→ Work to complete
Going line by line through the data below, report how many lines include the word "unstructured", with nothing added.

Stored data:
______
PR #1221, opened 2023-08-31
[dev-v2.8]Add august 2023

briandowns:


cwayne18:
Looks good but we should check if we're clear to not add 1.24 since its 2.8, I'm not sure

rancher-max (commented):
Awesome, thank you! For this we can also add v1.27.5. It would have a minChannelServerVersion of `v2.8.0-alpha1`. I'm not sure if any updates would need to be made to the `appDefaults` at the top, but my guess is it will probably be default there, so something like this maybe? 

```
appDefaults:
  - appName: rancher
    defaults:
      - appVersion: '>= 2.6.0-0 < 2.6.5-0'
        defaultVersion: '1.22.x'
      - appVersion: '>= 2.6.5-0 < 2.6.7-0'
        defaultVersion: '1.23.x'
      - appVersion: '>= 2.6.7-0 < 2.7.2-0'
        defaultVersion: '1.24.x'
      - appVersion: '>= 2.7.2-0 < 2.7.5-0'
        defaultVersion: '1.25.x'
      - appVersion: '>= 2.7.5-0 < 2.8.0-0'
        defaultVersion: '1.26.x'
      - appVersion: '>= 2.8.0-0 < 2.8.100-0'
        defaultVersion: '1.27.x'
```
@kinarashah to confirm

kinarashah:
Yeah, we want v1.27 to be available as default for v2.8-head and v2.8.0+ versions.

kinarashah:
@rancher-max please review rancher max server versions for other k8s versions, wouldn't k8s versions existing in 2.7 need to be available in 2.8 too?

rancher-max:
Good question… I’m not totally sure. I think that gates what the UI will show, so since we have these then maybe it’s fine? As long as it’s possible to still install a previous version using Edit as YAML

brooksn (approved):

dereknola (approved):

PR #1222, opened 2023-09-01
Add encrypted key rotation validation

### LINKED ISSUE #244: Update KDM CI to include validation for featureVersions.encryptedKeyRotation
The goal here is to ensure that we include this argument when making PRs against KDM. The argument was initially defined here: https://github.com/rancher/kontainer-driver-metadata/blob/dev-v2.8/channels.yaml#L185-L186 and here: https://github.com/rancher/kontainer-driver-metadata/blob/dev-v2.8/channels-rke2.yaml#L431-L432
and should be present for every release after those in both k3s and rke2. 

I am not 100% sure what is happening in the drone CI today, but I think it's probably easiest if it uses a similar approach to how the chart versions are checked and just ensures that the key for `featureVersions.encryptedKeyRotation` is present. I don't necessarily care about the value on that key.

tashima42:
This PR adds a validation to check if there is an `encrypted-key-rotation` key in all versions after it was required that haven't reached end of life yet.

### DIFF
--- a/pkg/validation/validation.go
+++ b/pkg/validation/validation.go
@@ -180,10 +180,10 @@ func validateDistro(distro string, dev, released kdm.Data) error {
 		for _, r := range raw {
 			release, ok := r.(map[string]interface{})
 			if !ok {
-				return err
+				return errors.New("failed to parse map")
 			}
 			if err := validateEncryptedKeyRotation(release); err != nil {
-				return fmt.Errorf("failed to validate k3s encrypted key rotation: %v", err)
+				return fmt.Errorf("failed to validate k3s encrypted key rotation: %w", err)
 			}
 		}
 	}
--- a/pkg/validation/validation.go
+++ b/pkg/validation/validation.go
@@ -1,6 +1,7 @@
 package main
 
 import (
+	"errors"
 	"fmt"
 	"os"
 	"os/exec"
@@ -208,13 +209,13 @@ func validateEncryptedKeyRotation(release map[string]interface{}) error {
 		return err
 	}
 	if !foundFeatureVersions {
-		return fmt.Errorf("missing featureVersions on version: %s", version)
+		return errors.New("missing featureVersions on version: " + version)
 	}
 
 	_, foundEncryptionKeyRotation := featureVersions["encryption-key-rotation"]
 
 	if !foundEncryptionKeyRotation {
-		return fmt.Errorf("missing encryption-key-rotation on version: %s", version)
+		return errors.New("missing encryption-key-rotation on version: " + version)
 	}
 
 	return nil
--- a/pkg/validation/validation.go
+++ b/pkg/validation/validation.go
@@ -195,7 +195,7 @@ func validateEncryptedKeyRotation(release map[string]interface{}) error {
 	if err != nil {
 		return err
 	}
-	// this is the first version that hasn't reached it's end of life that requires
+	// this is the first version that hasn't reached its end of life that requires
 	// the encrypted-key-rotation key to exist when this validation is being written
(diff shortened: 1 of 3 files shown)


pkg/validation/validation.go
```diff
@@ -165,8 +165,58 @@ func validateDistro(distro string, dev, released kdm.Data) error {
...
+		return nil
+	}
+	logrus.Infof("validating encrypted key rotation key on version: %s", version)
+
+	featureVersions, foundFeatureVersions, err := unstructured.NestedMap(release, "featureVersions")
+	if err != nil {
+		return err
+	}
+	if !foundFeatureVersions {
+		return fmt.Errorf("missing featureVersions on version: %s", version)
```
briandowns: Use errors.New and the + operator when concatenating strings. Too much overhead and allocations otherwise.

pkg/validation/validation.go
```diff
@@ -165,8 +166,58 @@ func validateDistro(distro string, dev, released kdm.Data) error {
...
+
+	if distro == utiliies.K3S {
+		raw, _, err := unstructured.NestedSlice(dev.K3S, "releases")
+		if err != nil {
+			return err
 		}
+		for _, r := range raw {
+			release, ok := r.(map[string]interface{})
+			if !ok {
+				return err
```
briandowns: What error is being returned here?

pkg/validation/validation.go
```diff
@@ -165,8 +166,58 @@ func validateDistro(distro string, dev, released kdm.Data) error {
...
+		return err
 	}
+	// this is the first version that hasn't reached it's end of life that requires
+	// the encrypted-key-rotation key to exist when this validation is being written
+	const firstVersionToCheckEncryptedKeyRotation = "v1.25.11"
+	compareVersions := semver.Compare(firstVersionToCheckEncryptedKeyRotation, version)
+	if compareVersions != 0 && compareVersions != -1 {
+		return nil
+	}
+	logrus.Infof("validating encrypted key rotation key on version: %s", version)
```
briandowns:
```suggestion
	logrus.Info("validating encrypted key rotation key on version: ", + version)
```

brandond:
I am a little curious why we're just validating this one arg. Might it be more useful to more generically validate that args don't disappear once they've been added, unless they appear on a specific list of deprecated args - in which case we could validate that they are removed starting with the expected set of versions?

We'd just need to run through the args for each minor ordered by patch, and ensure that args are only added, not removed. If an arg is removed, we should check a map[string][]string of arg -> versions, to confirm that the arg was removed in one of the listed versions.

cc @rancher-max

rancher-max:
I think that could be a good future enhancement too! In this case, this is just to ensure that we don’t mess up the rancher manager features gated behind this specific flag, since it is something we have missed in the past

pkg/validation/validation.go
tashima42: It was supposed to return a new error, fixed

pkg/validation/validation.go
```diff
@@ -165,8 +166,58 @@ func validateDistro(distro string, dev, released kdm.Data) error {
...
+	}
+	return nil
+}
+
+func validateEncryptedKeyRotation(release map[string]interface{}) error {
+	version, _, err := unstructured.NestedString(release, "version")
+	if err != nil {
+		return err
+	}
+	// this is the first version that hasn't reached it's end of life that requires
```
tashima42:
```suggestion
	// this is the first version that hasn't reached its end of life that requires
```

rancher-max (approved):
LGTM

briandowns (approved):

PR #1245, opened 2023-09-26
Add docs for updating rancher/rancher before final RC's.

HarrisonWAffel:
This adds explicit docs to cover the changes related to KDM that must be made in rancher/rancher before a final RC is cut.

### DIFF
--- a/docs/release.md
+++ b/docs/release.md
@@ -133,3 +133,12 @@ Here are a few example PR's for this process. While typically one review will su
 + https://github.com/rancher/kontainer-driver-metadata/pull/1167
 + https://github.com/rancher/kontainer-driver-metadata/pull/1131
 
+## Prepare KDM For A Rancher/Rancher Release 
+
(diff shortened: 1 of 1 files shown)


jiaqiluo (dismissed):

a-blender (changes requested):
I would be more specific here,

```
Rancher references a particular KDM branch in the Dockerfiles and settings file within its code base.
```

Otherwise, you make it sound like different KDM branches are being referenced at one time which is not true. It's either one dev or release branch, globally. Rephrase the 90%, unless that stat came from somewhere?

Suggestion
```
Updated from a dev branch to point at a release branch
```

There's also two instances of `Preparing/when preparing for a rancher/rancher release. In general, this part can be consolidated a little better.

a-blender (changes requested):
I would be more specific here,

```
Rancher references a particular KDM branch in the Dockerfiles and settings file within its code base.
```

Otherwise, you make it sound like different KDM branches are being referenced at one time which is not true. It's either one dev or release branch, globally. Rephrase the 90%, unless that stat came from somewhere?

Suggestion
```
Updated from a dev branch to point at a release branch
```

There's also two instances of `Preparing/when preparing for a rancher/rancher release. In general, this part can be consolidated a little better.

a-blender (approved):

jiaqiluo (approved):

PR #1262, opened 2023-11-04
[v2.7] RKE2 October patch release 2

brooksn:


rancher-max:
We can put this into the `09-patches` branch and overwrite the r1 releases instead

PR #584, opened 2026-08-04
Make connect()'s own handshake cancellable, and roll back on failure

trailro:
## What

Two holes in `_connect_locked`, both proved by running code:

**1. A failed `connect()` leaks the owned session.** `_connect_locked` creates its `ClientSession`, then `_ws_connect` raises `GrillUnavailable` — nothing closes what was just opened. A caller that abandons the transport (a config flow constructing a fresh one per attempt) leaks one session per retry, each printing aiohttp's `Unclosed client session`. `http.connect()` has exactly the rollback this path lacked.

**2. `connect()`'s own handshake is the one the lifecycle work never covered.** #572 made the *reconnect loop's* handshake cancellable via `_connect_task`, but `connect()`'s own remained a bare `await self._ws_connect()` — executed while holding `_lifecycle_lock`. `disconnect()` blocks on that same lock, so against a host that accepts nothing, `disconnect()` queues behind the stalled handshake for aiohttp's session timeout (5 minutes by default). Measured: with `connect()` parked in the handshake, `disconnect()` had not returned after 0.5s and could only be freed by externally cancelling the connect task.

## Fix

- The handshake runs as `_connect_task`, exactly as the reconnect loop's does, reusing the `_handshake_cancelled` disambiguation #572 introduced.
- `disconnect()` cancels `_connect_task` *before* taking the lifecycle lock — the lock `connect()` is holding is precisely why waiting first cannot work.
- The cancelled `connect()` rolls back and raises `NotConnectedError("disconnect() was called while connecting")`; any other failure (including `GrillUnavailable`) rolls back — owned session closed and released — and re-raises. `_connect_task`/`_handshake_cancelled` are cleared in a `finally`, same discipline as the reconnect path.

## Tests

Both fail against unpatched `main`, verified:

- `test_a_failed_connect_does_not_leak_the_owned_session` — the failing run even prints the "Unclosed client session" warning this removes.
- `test_disconnect_interrupts_a_connect_stuck_in_its_handshake` — `disconnect()` completes within its 3s bound and `connect()` surfaces the documented error; on main the disconnect times out behind the lock.

887 pass, `ruff check`, `ruff format --check` and `mypy .` clean.

### DIFF
--- a/pytboss/wss.py
+++ b/pytboss/wss.py
@@ -93,10 +93,34 @@ class WebSocketConnection(Transport):
             if not self._session_owned:
                 raise NotConnectedError("The session given to this transport is closed")
             self._session = ClientSession(loop=self._loop)
-        self._sock = await self._ws_connect()
-        self._keep_running = True
-        self._stopping.clear()
-        self._subscribe_task = self._loop.create_task(self._subscribe())
+        # Run as a task for the same reason the reconnect loop runs its own:
+        # no flag reaches a handshake in flight. `disconnect()` cancels
+        # `_connect_task` *before* taking the lifecycle lock -- the lock this
+        # call is holding -- so a caller is not parked behind a stalled
+        # handshake for aiohttp's full session timeout.
+        self._connect_task = self._loop.create_task(self._ws_connect())
+        try:
+            self._sock = await self._connect_task
+            self._keep_running = True
+            self._stopping.clear()
+            self._subscribe_task = self._loop.create_task(self._subscribe())
+        except BaseException as ex:
+            # The rollback `http.connect()` already has: a failed or
+            # cancelled connect must not leak the session this call opened.
+            # A config flow constructing a fresh transport per attempt
+            # otherwise leaks one per retry.
+            if self._session_owned and self._session is not None:
+                if not self._session.closed:
+                    await self._session.close()
+                self._session = None
+            if isinstance(ex, asyncio.CancelledError) and self._handshake_cancelled:
+                raise NotConnectedError(
+                    "disconnect() was called while connecting"
+                ) from ex
+            raise
+        finally:
+            self._connect_task = None
+            self._handshake_cancelled = False
         await self._subscribed.wait()
 
     def _check_not_reentrant(self) -> None:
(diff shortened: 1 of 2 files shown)


dknowles2 (approved):
Both fixes are right, and the second one closes the hole I left open when I described the design on #567 — I only ever thought about the reconnect loop's handshake, not `connect()`'s own. Cancelling before taking the lock, rather than after, is the part I would have got wrong: waiting for a lock that the stalled call is holding is not waiting, it is deadlock with a timeout.

**887 tests**, `ruff check`, `ruff format --check`, `mypy .` clean.

I mutated each mechanism separately:

```
drop the session rollback           -> test_a_failed_connect_does_not_leak_the_owned_session  FAILS
drop the pre-lock cancel            -> test_disconnect_interrupts_a_connect_stuck_in_...      FAILS
move the cancel INSIDE the lock     -> test_disconnect_interrupts_a_connect_stuck_in_...      FAILS
convert ANY cancel, not just ours   -> 34 passed
```

That third one is worth having: it pins the *ordering*, not just the presence of the cancel, so a later reader cannot tidy it inside the `async with` and keep green.

## The `_handshake_cancelled` guard is load-bearing and nothing pins it

This is coverage rather than a defect — the code is correct as written. I probed it before saying so, since a missing test is only worth raising if the path is reachable, and this one is: any caller that bounds its own `connect()`. Nothing in the scenario calls `disconnect()`.

```
as-written       TimeoutError  <- caller's deadline honoured          after 1.00s
guard-removed    NotConnectedError: disconnect() was called while connecting
```

Without the `and self._handshake_cancelled`, a caller's `asyncio.timeout` is swallowed and replaced with a message that is simply untrue. That is the same shape as the defect on #572 — a bound the caller asked for, silently not honoured — one level up, in the path this PR adds.

Both assertions are observable outcomes rather than implementation details: `TimeoutError` reaching the caller, and the error not being the disconnect one. The scenario above is the whole test; no counter mock needed.

**Not holding the merge for it.** The guard is present and correct, this is a follow-up, and I would rather land two real fixes than trade them for a test.

## One thing I checked and am satisfied with

`_handshake_cancelled` cannot be left stale. `disconnect()` reads `_connect_task` and sets the flag in the same synchronous block with no `await` between them, so the owning coroutine's `finally` cannot clear it in the gap — there is no gap. Both owners (`_connect_locked` and `_subscribe`) clear it in a `finally`, so whichever holds the in-flight handshake resets it.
______
→ Answer box
3